The Rheology of Bulk Molding Compounds

In the last decades there has been considerable growth in research related to the development of new energy alternatives such as solar energy, wind energy, and fuel cells. Fuel cells, such as the direct-methanol and the hydrogen fuel cells, have emerged as one of the most promising alternatives. Bipolar plates play an important role in a fuel cell stack. Bipolar plates for hydrogen fuel cells are currently compression molded from bulk molding compounds that consist mainly of graphite powder and thermoset resins. Currently, the rheology of these compounds is not well understood and many fundamental questions remain to be answered.

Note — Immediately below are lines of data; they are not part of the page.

PR #305, opened 2020-10-13
MEN-3987 use sudo for snapshots if present.

merlin-northern:
Changes to sudo usage for snapshots; use sudo only if:

* sudo is present and works
* user is not root

ChangeLog:title

### DIFF
--- a/cli/mender-artifact/write.go
+++ b/cli/mender-artifact/write.go
@@ -520,8 +520,9 @@ func getDeviceSnapshot(c *cli.Context) (string, error) {
 	// First echo to stdout such that we know when ssh connection is
 	// established (password prompt is written to /dev/tty directly,
 	// and hence impossible to detect).
-	args = append(args, "sudo", "-S", "/bin/sh", "-c",
-		`'echo "`+sshInitMagic+`" && mender snapshot dump | cat'`)
+	// When user id is 0 do not bother with sudo.
+	args = append(args, "/bin/sh", "-c",
+		`'[ $(id -u) -eq 0 ] || sudo_cmd="sudo -S"; $sudo_cmd /bin/sh -c "echo `+sshInitMagic+`; mender snapshot dump" | cat'`)
 
 	cmd := exec.Command("ssh", args...)
 


cli/mender-artifact/write.go
```diff
@@ -517,10 +528,28 @@ func getDeviceSnapshot(c *cli.Context) (string, error) {
...
 	args = append(args, userAtHost)
+	useSudo, _ := hasCommand(append(args, "sudo", "--help"))
+
+	_, out := hasCommand(append(args, "id", "-u"))
+	if string(out) == "0" {
+		useSudo = false
+		Log.Debug("effective user id on host is 0; not using sudo.")
+	}
+
+	if strings.HasPrefix(userAtHost, "root@") {
```
alfrunes, line 539: This should be an `else if` so as not to make the log entries confusing.

alfrunes (commented):
I thought of just by modifying the command to something along the lines of:
```
[ $UID -eq 0 ] && /bin/sh -c 'echo "<sshMagic>" && mender snapshot dump | cat' || sudo -S 'echo "<sshMagic>"' && sudo mender snapshot dump | cat'
```
But I'm fine with this solution as well, I just have one small comment.

cli/mender-artifact/write.go
```diff
@@ -486,6 +486,17 @@ func extractKeyValues(params []string) (*map[string]string, error) {
 	return keyValues, nil
 }
 
+func hasCommand(args []string) (bool, []byte) {
+	output, err := exec.Command("ssh", args...).Output()
+	if err == nil {
+		Log.Debugf("ssh %v: succesful; command present.", args)
+		return true, output
+	} else {
+		Log.Debugf("ssh %v: not succesful; assuming command not present.", args)
```
kacf, line 495: Minor: 2 x `s/succesful/successful/`

cli/mender-artifact/write.go
merlin-northern: sure. thanks.

alfrunes (approved):

cli/mender-artifact/write.go
```diff
@@ -517,10 +528,26 @@ func getDeviceSnapshot(c *cli.Context) (string, error) {
 		args = append(args, "-p", port)
 	}
 	args = append(args, userAtHost)
+	useSudo, _ := hasCommand(append(args, "sudo", "--help"))
+
+	_, out := hasCommand(append(args, "id", "-u"))
```
kacf, line 533: A problem with this approach is that you have to type your ssh password three times. Can you work this into one call instead? For example something like:

```
args = append(args, "/bin/sh", "-c",
		`'if [ $(id -u) = 0 ]; then SUDO_CMD=sudo; else SUDO_CMD=; fi; $SUDO_CMD echo "`+sshInitMagic+`" && $SUDO_CMD mender snapshot dump | cat'`)
```

Untested and *probably* doesn't work exactly as I put it, but you get what I mean!

I think it is not important to handle the case where `id != 0` and `sudo` doesn't exist, because in this case the operation is guaranteed not to work anyway.

kacf (changes requested):

cli/mender-artifact/write.go
merlin-northern: you definitely broke all the fun here. I will try though.

kacf: Hehe, I know. But the User Is Always Right™! :slightly_smiling_face:

merlin-northern: hehe. right! I was _that_ close to actually ask for the password and play around with it, but in the end I followed [your advice](https://github.com/mendersoftware/mender-artifact/pull/305).

merlin-northern:
pipeline: https://gitlab.com/Northern.tech/Mender/mender-qa/-/pipelines/202444007

cli/mender-artifact/write.go
```diff
@@ -520,8 +520,8 @@ func getDeviceSnapshot(c *cli.Context) (string, error) {
 	// First echo to stdout such that we know when ssh connection is
 	// established (password prompt is written to /dev/tty directly,
 	// and hence impossible to detect).
-	args = append(args, "sudo", "-S", "/bin/sh", "-c",
-		`'echo "`+sshInitMagic+`" && mender snapshot dump | cat'`)
+	args = append(args, "/bin/sh", "-c",
+		`'echo "`+sshInitMagic+`" && [ $(id -u) -eq 0 ] || sudo_cmd="sudo -S"; $sudo_cmd mender snapshot dump | cat'`)
```
kacf, line 524: @alfrunes can perhaps verify, but I think `sshInitMagic` needs to come after `sudo` because the client uses that string to identify the start of the payload data. If `sudo` comes after it, then there's a chance it will print `Password:`, which will then become part of your rootfs file instead of being displayed to the user.

merlin-northern: riight! got it! thanks

cli/mender-artifact/write.go
```diff
@@ -520,8 +520,9 @@ func getDeviceSnapshot(c *cli.Context) (string, error) {
 	// First echo to stdout such that we know when ssh connection is
 	// established (password prompt is written to /dev/tty directly,
 	// and hence impossible to detect).
-	args = append(args, "sudo", "-S", "/bin/sh", "-c",
-		`'echo "`+sshInitMagic+`" && mender snapshot dump | cat'`)
+	// When user id is 0 do not bother with sudo.
+	args = append(args, "/bin/sh", "-c",
+		`'[ $(id -u) -eq 0 ] || sudo_cmd="sudo -S"; $sudo_cmd /bin/sh -c "echo `+sshInitMagic+`; mender snapshot dump" | cat'`)
```
kacf, line 525: Small change, but it's finding the *right* change which is tricky! :+1:

kacf (approved):

cli/mender-artifact/write.go
merlin-northern: thanks Kristian!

In this study, which is part of a larger effort to find a method for characterizing the flow properties of these compounds, we seek to determine whether or not the compounds slip at the surface of the mold in order to use this information in the search for a constitutive equation to describe their flow behavior. To determine the degree of slip at the surface we added pigments to cylindrical pucks made from the compounds before compressing them into disks between heated parallel plates. We photographed the pucks before and after compression and used the photographs to measure the location of the pigmented regions before and after compression. The results indicate that in some cases the material slips at the surface but that the pigment used as indicator tends to stick to the surface of the plates and affect the flow of the compounds between them. The roughness of the plates was also found to affect the flow of the compound between the plates. The next step in this investigation will be to analyze the data already on hand to screen out experimental artifacts and to use the results in the search for a rheological model that describes the flow behavior adequately.